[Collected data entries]
-- Opening Marker --
PR #163, opened 2022-08-24
Return to starting directory in tearDown(), so temporary directory is cleaned up appropriately.

daiangan:
The solution was to replace __os.chdir(self.test_dir)__ by __os.chdir(self.starting_dir)__ on __tearDown()__ method to correctly return to starting directory, so temporary directory is cleaned up appropriately without leaving a __test_logger_xxxxxtemp__  directory within whatever working directory the test was started in.

### DIFF
--- a/src/opera/test/util/test_logger.py
+++ b/src/opera/test/util/test_logger.py
@@ -74,7 +74,7 @@ class LoggerTestCase(unittest.TestCase):
 
     def tearDown(self) -> None:
         """Return to starting directory"""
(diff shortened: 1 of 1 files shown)


collinss-jpl (approved):
Works for me! Thanks again for jumping on this @daiangan, had been driving me crazy! 🙇

daiangan:
Thanks for the merge @collinss-jpl 
Running the tests I noticed that there are a lot of styles that can be improved to pass flake8.
Can I go ahead with this?

PR #164, opened 2022-08-24
Improve Python styles to cleanup and pass flake8.

daiangan:
I made some changes on imports to improve Python styles, cleanup and pass flake8 with the command:

```text
flake8 --config .flake8 --application-import-names src
```

### DIFF
--- a/.ci/scripts/process_metric_data.py
+++ b/.ci/scripts/process_metric_data.py
@@ -1,11 +1,5 @@
 #!/usr/bin/env python3
 
-import csv
-import os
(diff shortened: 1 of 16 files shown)


collinss-jpl:
Hi @daiangan, thanks for putting this branch together. 

On OPERA we actually maintain our own flake8 configuration that is tied into code quality checks we do as part of our CI/CD, so our findings may be different than the ones you've addressed here. So things don't get too out of sync, I'm going to close this PR for now.

PR #165, opened 2022-08-24
HLS Sensing Time parsing fix

collinss-jpl:
This branch fixes an issue where multiple timestamps concatenated with a plus sign assigned to the `SENSING_TIME` field of DSWx-HLS metadata were propagated to the ISO metadata, resulting in validation errors.

Logic has been added to the method that collects DSWx product metadata to detect sensing time fields containing a "+", and simply parse out the first timestamp for use as the begin/end value.


david-inglish (approved):
I don't see any issues with the changes.

PR #170, opened 2022-09-15
RTC-S1 Stub Implementation

collinss-jpl:
Initial addition of the stub implementation for the RTC-S1 PGE. 

Note that due to the specifics of how this PGE/SAS works, I also had to add a partial implementation of the file-naming conventions to ensure the PGE does not clobber the multiple per-burst outputs from the SAS.

I also took the liberty of refactoring some common code out of the build/test CI scripts into util.sh to keep things maintainable as we add more and more of these scrips.

### DIFF
--- a/.ci/scripts/build_cslc_s1.sh
+++ b/.ci/scripts/build_cslc_s1.sh
@@ -1,39 +1,13 @@
 #!/bin/bash
 set -e
 
+# Source the build script utility functions
+SCRIPT_DIR="$( cd "$( dirname "${BASH_SOURCE[0]}" )" &> /dev/null && pwd )"
+
+. "${SCRIPT_DIR}"/util.sh
+
 # Parse args
-while [[ $# -gt 0 ]]; do
-  case $1 in
-    -h|--help)
-      echo "Usage: build_cslc_s1.sh [-h|--help] [-s|--sas-image <image name>] [-t|--tag <tag>] [-w|--workspace <path>]"
-      exit 0
-      ;;
-    -s|--sas-image)
-      SAS_IMAGE=$2
-      shift
-      shift
-      ;;
-    -t|--tag)
-      TAG=$2
-      shift
-      shift
-      ;;
-    -w|--workspace)
-      WORKSPACE=$2
-      shift
-      shift
-      ;;
-    -*|--*)
-      echo "Unknown arguments $1 $2, ignoring..."
-      shift
-      shift
-      ;;
-    *)
-      echo "Unknown argument $1, ignoring..."
-      shift
-      ;;
-  esac
-done
+parse_build_args "$@"
 
 echo '
 =====================================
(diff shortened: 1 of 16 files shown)


src/opera/test/pge/rtc_s1/test_rtc_s1_pge.py
```diff
@@ -0,0 +1,132 @@
...
+
+        os.system(f"touch {join(input_dir, 'ORBIT.EOF')}")
+
+        os.system(f"touch {join(input_dir, 'dem.tif')}")
+
+        os.chdir(self.working_dir.name)
+
+    def tearDown(self) -> None:
+        """Return to test directory"""
+        os.chdir(self.test_dir)
```
david-inglish, line 69: This looks like it is always "None".  Is this desired behavior?

src/opera/test/util/test_logger.py
```diff
@@ -74,7 +76,7 @@ def setUp(self) -> None:
 
     def tearDown(self) -> None:
         """Return to starting directory"""
```
david-inglish, line 78: This comment may need an update?

david-inglish (approved):
I've made some notes where I had questions, but they don't seem to be major issues being in the unit test code.

.ci/scripts/build_cslc_s1.sh
```diff
@@ -1,39 +1,13 @@
...
-      shift
-      shift
-      ;;
-    *)
-      echo "Unknown argument $1, ignoring..."
-      shift
-      ;;
-  esac
-done
+parse_build_args "$@"
```
JimHofman, line 10: Not sure what magic is going on here, but it sure saves some lines of code.

.ci/scripts/util.sh
```diff
@@ -2,6 +2,119 @@
 
 SCRIPT_DIR="$( cd "$( dirname "${BASH_SOURCE[0]}" )" &> /dev/null && pwd )"
 
+parse_build_args()
```
JimHofman, line 5: I see good idea to factor this out.

src/opera/test/data/test_rtc_s1_config.yaml
```diff
@@ -0,0 +1,174 @@
...
+            DynamicAncillaryFilesGroup:
+                AncillaryFileMap:
+                    dem_file: rtc_s1_test/input_dir/dem.tif
+
+            ProductPathGroup:
+                OutputProductPath: rtc_s1_test/output_dir
+                ScratchPath: rtc_s1_test/scratch_dir
+
+            PrimaryExecutable:
+                ProductIdentifier: RTC_S1
```
JimHofman, line 23: Will we be adding ProductVersion here as in the other PGEs?

src/opera/test/data/test_rtc_s1_config.yaml
```diff
@@ -0,0 +1,174 @@
...
+                ProgramPath: mkdir
+                ProgramOptions:
+                    - '-p rtc_s1_test/output_dir/t069_147170_iw1/;'
+                    - '/bin/echo hello world > rtc_s1_test/output_dir/t069_147170_iw1/rtc_product.nc;'
+                    - '/bin/echo RTC-S1 invoked with RunConfig'
+                ErrorCodeBase: 300000
+                SchemaPath: pge/rtc_s1/schema/rtc_s1_sas_schema.yaml
+                IsoTemplatePath:
```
-- Closing Marker --
## REQUIRED ACTION
With nothing left out, print the data above exactly.

## ANSWER TO THIS PROBLEM
PR #163, opened 2022-08-24
Return to starting directory in tearDown(), so temporary directory is cleaned up appropriately.

daiangan:
The solution was to replace __os.chdir(self.test_dir)__ by __os.chdir(self.starting_dir)__ on __tearDown()__ method to correctly return to starting directory, so temporary directory is cleaned up appropriately without leaving a __test_logger_xxxxxtemp__  directory within whatever working directory the test was started in.

### DIFF
--- a/src/opera/test/util/test_logger.py
+++ b/src/opera/test/util/test_logger.py
@@ -74,7 +74,7 @@ class LoggerTestCase(unittest.TestCase):
 
     def tearDown(self) -> None:
         """Return to starting directory"""
(diff shortened: 1 of 1 files shown)


collinss-jpl (approved):
Works for me! Thanks again for jumping on this @daiangan, had been driving me crazy! 🙇

daiangan:
Thanks for the merge @collinss-jpl 
Running the tests I noticed that there are a lot of styles that can be improved to pass flake8.
Can I go ahead with this?

PR #164, opened 2022-08-24
Improve Python styles to cleanup and pass flake8.

daiangan:
I made some changes on imports to improve Python styles, cleanup and pass flake8 with the command:

```text
flake8 --config .flake8 --application-import-names src
```

### DIFF
--- a/.ci/scripts/process_metric_data.py
+++ b/.ci/scripts/process_metric_data.py
@@ -1,11 +1,5 @@
 #!/usr/bin/env python3
 
-import csv
-import os
(diff shortened: 1 of 16 files shown)


collinss-jpl:
Hi @daiangan, thanks for putting this branch together. 

On OPERA we actually maintain our own flake8 configuration that is tied into code quality checks we do as part of our CI/CD, so our findings may be different than the ones you've addressed here. So things don't get too out of sync, I'm going to close this PR for now.

PR #165, opened 2022-08-24
HLS Sensing Time parsing fix

collinss-jpl:
This branch fixes an issue where multiple timestamps concatenated with a plus sign assigned to the `SENSING_TIME` field of DSWx-HLS metadata were propagated to the ISO metadata, resulting in validation errors.

Logic has been added to the method that collects DSWx product metadata to detect sensing time fields containing a "+", and simply parse out the first timestamp for use as the begin/end value.


david-inglish (approved):
I don't see any issues with the changes.

PR #170, opened 2022-09-15
RTC-S1 Stub Implementation

collinss-jpl:
Initial addition of the stub implementation for the RTC-S1 PGE. 

Note that due to the specifics of how this PGE/SAS works, I also had to add a partial implementation of the file-naming conventions to ensure the PGE does not clobber the multiple per-burst outputs from the SAS.

I also took the liberty of refactoring some common code out of the build/test CI scripts into util.sh to keep things maintainable as we add more and more of these scrips.

### DIFF
--- a/.ci/scripts/build_cslc_s1.sh
+++ b/.ci/scripts/build_cslc_s1.sh
@@ -1,39 +1,13 @@
 #!/bin/bash
 set -e
 
+# Source the build script utility functions
+SCRIPT_DIR="$( cd "$( dirname "${BASH_SOURCE[0]}" )" &> /dev/null && pwd )"
+
+. "${SCRIPT_DIR}"/util.sh
+
 # Parse args
-while [[ $# -gt 0 ]]; do
-  case $1 in
-    -h|--help)
-      echo "Usage: build_cslc_s1.sh [-h|--help] [-s|--sas-image <image name>] [-t|--tag <tag>] [-w|--workspace <path>]"
-      exit 0
-      ;;
-    -s|--sas-image)
-      SAS_IMAGE=$2
-      shift
-      shift
-      ;;
-    -t|--tag)
-      TAG=$2
-      shift
-      shift
-      ;;
-    -w|--workspace)
-      WORKSPACE=$2
-      shift
-      shift
-      ;;
-    -*|--*)
-      echo "Unknown arguments $1 $2, ignoring..."
-      shift
-      shift
-      ;;
-    *)
-      echo "Unknown argument $1, ignoring..."
-      shift
-      ;;
-  esac
-done
+parse_build_args "$@"
 
 echo '
 =====================================
(diff shortened: 1 of 16 files shown)


src/opera/test/pge/rtc_s1/test_rtc_s1_pge.py
```diff
@@ -0,0 +1,132 @@
...
+
+        os.system(f"touch {join(input_dir, 'ORBIT.EOF')}")
+
+        os.system(f"touch {join(input_dir, 'dem.tif')}")
+
+        os.chdir(self.working_dir.name)
+
+    def tearDown(self) -> None:
+        """Return to test directory"""
+        os.chdir(self.test_dir)
```
david-inglish, line 69: This looks like it is always "None".  Is this desired behavior?

src/opera/test/util/test_logger.py
```diff
@@ -74,7 +76,7 @@ def setUp(self) -> None:
 
     def tearDown(self) -> None:
         """Return to starting directory"""
```
david-inglish, line 78: This comment may need an update?

david-inglish (approved):
I've made some notes where I had questions, but they don't seem to be major issues being in the unit test code.

.ci/scripts/build_cslc_s1.sh
```diff
@@ -1,39 +1,13 @@
...
-      shift
-      shift
-      ;;
-    *)
-      echo "Unknown argument $1, ignoring..."
-      shift
-      ;;
-  esac
-done
+parse_build_args "$@"
```
JimHofman, line 10: Not sure what magic is going on here, but it sure saves some lines of code.

.ci/scripts/util.sh
```diff
@@ -2,6 +2,119 @@
 
 SCRIPT_DIR="$( cd "$( dirname "${BASH_SOURCE[0]}" )" &> /dev/null && pwd )"
 
+parse_build_args()
```
JimHofman, line 5: I see good idea to factor this out.

src/opera/test/data/test_rtc_s1_config.yaml
```diff
@@ -0,0 +1,174 @@
...
+            DynamicAncillaryFilesGroup:
+                AncillaryFileMap:
+                    dem_file: rtc_s1_test/input_dir/dem.tif
+
+            ProductPathGroup:
+                OutputProductPath: rtc_s1_test/output_dir
+                ScratchPath: rtc_s1_test/scratch_dir
+
+            PrimaryExecutable:
+                ProductIdentifier: RTC_S1
```
JimHofman, line 23: Will we be adding ProductVersion here as in the other PGEs?

src/opera/test/data/test_rtc_s1_config.yaml
```diff
@@ -0,0 +1,174 @@
...
+                ProgramPath: mkdir
+                ProgramOptions:
+                    - '-p rtc_s1_test/output_dir/t069_147170_iw1/;'
+                    - '/bin/echo hello world > rtc_s1_test/output_dir/t069_147170_iw1/rtc_product.nc;'
+                    - '/bin/echo RTC-S1 invoked with RunConfig'
+                ErrorCodeBase: 300000
+                SchemaPath: pge/rtc_s1/schema/rtc_s1_sas_schema.yaml
+                IsoTemplatePath:
```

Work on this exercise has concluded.